Exercise directions
Your task is to write out exactly the lines of the listing below, from the first down to the line that holds "committed to L1 DA**".

Input for this task
PR #2335, opened 2026-07-23
 feat(da): atomic-interop DA — always-public IMT leaves & L2→L1 logs

AntonD3:
## What ❔

Atomic-interop DA work on top of `atomic-imt-interop-reduced` (pairs with the zksync-os `ad-atomic-interop-da` STF PR). Net changes:

**1. IMT leaves are always committed to L1 DA**

- `L2InteropCommitmentTree.insert` now reports each inserted leaf to a new interop-commitment-leaf **system hook** (`INTEROP_COMMITMENT_LEAF_HOOK`, added to `L2ContractAddresses.sol`), which ZKsync OS records as an L2→L1 log. This makes the full set of inserted values — and therefore the whole tree — reconstructible from L1 DA regardless of the chain's state-diff DA choice.
- Adds `InteropCommitmentLeafHookFailed` (`AtomicInteropErrors.sol`) and a `MockInteropCommitmentLeafHook` dev-contract + `L2InteropCommitmentTreeHook.t.sol` for coverage.

**2. DA split into two orthogonal axes**

- `L2DACommitmentScheme` is now **mechanism-only** (calldata-keccak vs blobs; no logs-only variants) and a separate `enum PubdataContent { FULL_PUBDATA, LOGS_ONLY }` carries the committed **scope** (`FULL_PUBDATA` = everything, `LOGS_ONLY` = only the mandatory L2→L1 log region). Both in `system-contracts/Constants.sol` / `common/Config.sol`.
- `pubdataContent` lives at the tail of `ZKChainStorage` (packs into the final slot; no existing slot shifts) and is committed into the ZKsync OS batch public input via the chain-config hash — `Executor._getBatchProofPublicInputZKsyncOS` appends `uint256(s.pubdataContent)`, mirroring `ChainConfig::hash` on ZKsync OS.
- `getPubdataContent` (`Getters`/`IGetters`), `setPubdataContent` + `NewPubdataContent` event (`Admin`/`IAdmin`); the setter is ZKsync OS-only (`onlyZKsyncOS`) — the setting has no meaning on Era-VM chains.

**3. Permanent-rollup interaction with the pubdata content**

- `makePermanentRollup` reverts `NonFullPubdataContentForPermanentRollup` unless the chain commits `FULL_PUBDATA`; `setPubdataContent` reverts `PubdataContentLockedForPermanentRollup` once the chain is a permanent rollup (the content is frozen one-way, like the flag itself). New errors + `MakePermanentRollup.t.sol` cases asserting storage (via `util_getPubdataContent`) and the `NewPubdataContent(old, new)` event; dedicated `GetPubdataContent.t.sol` getter tests (incl. the FULL_PUBDATA zero-value default).
- The ZKsync OS public-input golden vectors in `ZKsyncOSPublicInput.t.sol` are resynced for the 4-word chain-config hash (chain id, FRI flag, max tx gas limit, pubdata content) and shared with zksync-os `batch_public_input_hash_golden_vector`.

**4. IMT report-leaf hook gas charging**

- Burns the EVM-gas equivalent of recording one L2→L1 log before the hook call (self-call to a self-only reverting `fallback`), via a new reusable `L1MessageGasLib.estimateLogGas()` that `estimateL1MessageGas` now builds on. Drops the double-counted EVM `LOG`-opcode term (the hook emits no event).

**5. Cleanup**

- Removes the unused `CalldataL1DAValidatorZKsyncOS` (ZKsync OS always validates the DA commitment itself).

**6. Tooling & regenerated artifacts**

- `zksync-os-genesis-gen` pins bumped to the `dev-20260724-atomic-interop` zksync-os pre-release (older releases don't build on the `nightly-2026-02-10` toolchain; TODO in `Cargo.toml` to move to the proper release tag once cut) + regenerated genesis (`configs/genesis/zksync-os/latest.json` — the L2 predeploys changed on this branch).
- `AllContractsHashes.json`, selectors and `zkstack-out` artifacts regenerated.

## Why ❔

Atomic interop requires that IMT leaves and L2→L1 logs are **always** publicly reconstructible from L1 DA — even for chains that do not publish full pubdata — so a Validium chain can still be a first-class interop participant. Separating the commitment **mechanism** (`L2DACommitmentScheme`: blobs vs calldata) from the committed **scope** (`L2DAMode`: full pubdata vs logs-only) lets a chain choose these independently, and committing the mode into the batch public input lets the settlement layer enforce it. Permanent rollups must publish full pubdata, so the mode is pinned to `ROLLUP` and frozen once permanence is declared.

## Checklist


l1-contracts/contracts/state-transition/chain-deps/facets/Admin.sol
```diff
@@ -397,12 +397,28 @@ contract AdminFacet is ZKChainBase, IAdmin {
         _setDAValidatorPair(_l1DAValidator, _l2DACommitmentScheme);
     }
 
+    /// @inheritdoc IAdmin
+    function setL2DAMode(L2DAMode _l2DAMode) external onlyAdmin {
```
0xValera: Should `_enforceNoUnverifiedBatchesForChainConfigUpdate` be called here as well?
This function can change a field used when the proof public input is calculated [here](https://github.com/matter-labs/era-contracts/blob/5f7cc90eb515f1d6dd5e3b659624689982274533/l1-contracts/contracts/state-transition/chain-deps/facets/Executor.sol#L274-L295), so I think it might lead to an unprovable batch?

l1-contracts/contracts/state-transition/chain-interfaces/IAdmin.sol
```diff
@@ -122,6 +122,13 @@ interface IAdmin is IZKChainBase, IChainUpgrader {
     /// @param _l2DACommitmentScheme The scheme of the L2 DA commitment
     function setDAValidatorPair(address _l1DAValidator, L2DACommitmentScheme _l2DACommitmentScheme) external;
 
+    /// @notice Sets the L2 DA mode (rollup vs validium). Orthogonal to the DA commitment scheme: the
+    /// mode selects whether the whole pubdata (`ROLLUP`) or only the mandatory L2->L1 log region
+    /// (`VALIDIUM`) is committed. Committed into the ZKsync OS batch public input via the chain config
+    /// hash, so it is enforced by the batch proof.
+    /// @param _l2DAMode The new L2 DA mode.
+    function setL2DAMode(L2DAMode _l2DAMode) external;
```
0xValera: I think we can still configure both `ROLLUP` and `VALIDIUM` with `EMPTY_NO_DA` commitment scheme [here](https://github.com/matter-labs/era-contracts/blob/5f7cc90eb515f1d6dd5e3b659624689982274533/l1-contracts/contracts/state-transition/chain-deps/facets/Admin.sol#L377-L398)?

In case I'm right I think we'll not publish/commit anything. Maybe a third L2DA mode is warranted? Or removing `EMPTY_NO_DA`

l1-contracts/contracts/state-transition/chain-deps/facets/Executor.sol
```diff
@@ -277,8 +277,10 @@ contract ExecutorFacet is ZKChainBase, IExecutor {
         bytes32 _currentBatchCommitment
     ) internal view returns (uint256) {
         // `fri_proof_verification_enabled` is always disabled, hence the `0` word.
+        // The final word is the DA mode (`ROLLUP=0`/`VALIDIUM=1`), mirroring `ChainConfig::hash`
+        // on ZKsync OS, which appends `da_mode` after `max_tx_gas_limit`.
         bytes32 chainConfigHash = keccak256(
-            abi.encodePacked(s.chainId, uint256(0), uint256(_getZKsyncOSMaxTxGasLimit()))
+            abi.encodePacked(s.chainId, uint256(0), uint256(_getZKsyncOSMaxTxGasLimit()), uint256(s.l2DAMode))
```
0xValera: This is breaking, right? Since we're changing `chainConfigHash`, can something mess up the proving? (given this is a reduced branch, there is a possibility it will be used on an old ecosystem to upgrade it to this version). Would it have to be handled on the upgrade level?
In any case if so -> raising not to forget.

l1-contracts/contracts/state-transition/chain-deps/facets/Admin.sol
0xValera: I think only for ZKsync OS chains it should be callable

StanislavBreadless: tbh this whole release is for zksync os only, but we can add this requirement for consistency

l1-contracts/contracts/state-transition/chain-deps/facets/Admin.sol
```diff
@@ -397,12 +397,28 @@ contract AdminFacet is ZKChainBase, IAdmin {
...
+    }
+
     /// @inheritdoc IAdmin
     function makePermanentRollup() external onlyAdmin onlySettlementLayer {
         if (s.isPermanentRollup) {
             revert AlreadyPermanentRollup();
         }
 
+        // A permanent rollup must publish the full pubdata, so the chain must already be in `ROLLUP` mode.
+        if (s.l2DAMode != L2DAMode.ROLLUP) {
```
StanislavBreadless: I think Rollup vs Validium is not what this mode describes. This mode is about whether the pubdata should include everything vs just imt commitments. 

Maybe call it `L2DaCommitmentContent`

`STATE_AND_IMT`
`IMT_ONLY`.

A chain can be a true Validium if its l1 da validator just does not publish anything

l1-contracts/contracts/state-transition/chain-interfaces/IAdmin.sol
StanislavBreadless: https://github.com/matter-labs/era-contracts/pull/2335#discussion_r3644056751

this is relveant to my comment, this da mode is orthogonal to the 2 da validators that we had before. I think we should rename this variable to not confuse people. 

For example chains that want to publish their logs only will be marked as "Rollup"+"L2DaCommitmentContent.IMT_ONLY"

Though maybe "rollup" sounds too counterintuitive for Prividiums and so a better name could be used

l1-contracts/contracts/state-transition/chain-deps/facets/Admin.sol
AntonD3: Yes, that makes sense

l1-contracts/contracts/state-transition/chain-deps/facets/Executor.sol
AntonD3: Yes, it's breaking, it requires 0.5.0 version of zksync os and it will work with reduced version as well

l1-contracts/contracts/state-transition/chain-deps/facets/Admin.sol
AntonD3: I'll add for consistency

l1-contracts/contracts/state-transition/chain-interfaces/IAdmin.sol
AntonD3: Discussed in slack

l1-contracts/contracts/state-transition/chain-deps/facets/Admin.sol
AntonD3: Renamed to PubdataContent, and options to FULL_PUBDATA, and LOGS_ONLY - do you think it's good naming?

l1-contracts/contracts/state-transition/chain-deps/facets/Executor.sol
0xValera: ok, so jump between v31 and v32 `chainConfigHash` is covered for in zksync os, do I get it right?
ie there are no additional items to think through contracts-wise

StanislavBreadless (commented):
Some more AI findings


## [Low] `setL2DAMode` success tests assert nothing; no coverage of the getter or the `NewL2DAMode` event

`l1-contracts/test/foundry/l1/unit/concrete/state-transition/chain-deps/facets/Admin/MakePermanentRollup.t.sol:230-238`

`test_SetL2DAModeSuccessWhenNotPermanentRollup` merely calls `setL2DAMode(VALIDIUM)` then
`setL2DAMode(ROLLUP)` and asserts nothing. Per the repo testing guidelines ("Relevant storage changes
MUST be asserted", "Relevant event emissions MUST be asserted", "Tests MUST validate outcomes — not just
execute calls"), it should assert `getL2DAMode()` reflects each write and that `NewL2DAMode(old, new)` is
emitted with the correct old/new values. Relatedly, the new getter `getL2DAMode()` (`Getters.sol:253-255`,
`IGetters.sol:185-186`) has no dedicated test at all.

## [Low] Unexplained gap in system-hook numbering (0x03 skipped)

`l1-contracts/contracts/common/l2-helpers/L2ContractAddresses.sol:19-27`

Hooks are `L1_MESSENGER_HOOK = 0x01`, `SET_BYTECODE_ON_ADDRESS_HOOK = 0x02`, then the new
`INTEROP_COMMITMENT_LEAF_HOOK = 0x04` — offset `0x03` is skipped with no comment. This is presumably to
match the zksync-os hook index assignment (and the mock/comment consistently say `0x7004`), but a reader
cannot tell whether `0x03` is reserved or an accidental off-by-one. Add a one-line note explaining why
`0x03` is skipped / reserved.

Also:
## Gas-burn machinery in `L2InteropCommitmentTree` is a verbatim second copy of `L1MessengerZKOS` — extract a shared base

## [Design] Two single-use errors encode one bidirectional invariant

`l1-contracts/contracts/common/L1ContractErrors.sol` adds `DAModeLockedForPermanentRollup`
(used once, `Admin.sol:405`) and `NonRollupDAModeForPermanentRollup` (used once,
`Admin.sol:419`). Both exist to maintain the single invariant *permanent-rollup ⇒
ROLLUP mode*, from its two sides (can't relax mode after becoming permanent; can't
become permanent while not in ROLLUP). Both guards are genuinely needed, but the
two distinct selectors are surface that a single error would cover.

Leaner alternative: collapse to one error (e.g. `PermanentRollupRequiresRollupDAMode()`)
reverted at both sites. What disappears: one custom error definition, its
errors-lint entry, and one selectors-file row. This is low impact and purely a
surface reduction — the current split reads fine — so treat it as optional.

StanislavBreadless (approved):

0xValera:
Some docs drift reported by AI

- era-contracts/l1-contracts/contracts/atomic-interop/README.md:132 still says L2InteropCommitmentTree “Publishes nothing,” which is now the opposite of its core behavior.
- era-contracts/l1-contracts/contracts/state-transition/chain-deps/facets/Executor.sol:280 refers to ZKsync OS’s old da_mode; the coordinated OS branch now calls it pubdata_content.
- era-contracts/l1-contracts/test/foundry/l1/unit/concrete/BatchProcessing/ZKsyncOSPublicInput.t.sol:43 still refers to DAMode::Rollup.
- era-contracts/system-contracts/contracts/Constants.sol:193 has pubdata(including.
- The PR description still uses the superseded L2DAMode terminology.

0xValera (approved):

Output of the exercise
PR #2335, opened 2026-07-23
 feat(da): atomic-interop DA — always-public IMT leaves & L2→L1 logs

AntonD3:
## What ❔

Atomic-interop DA work on top of `atomic-imt-interop-reduced` (pairs with the zksync-os `ad-atomic-interop-da` STF PR). Net changes:

**1. IMT leaves are always committed to L1 DA**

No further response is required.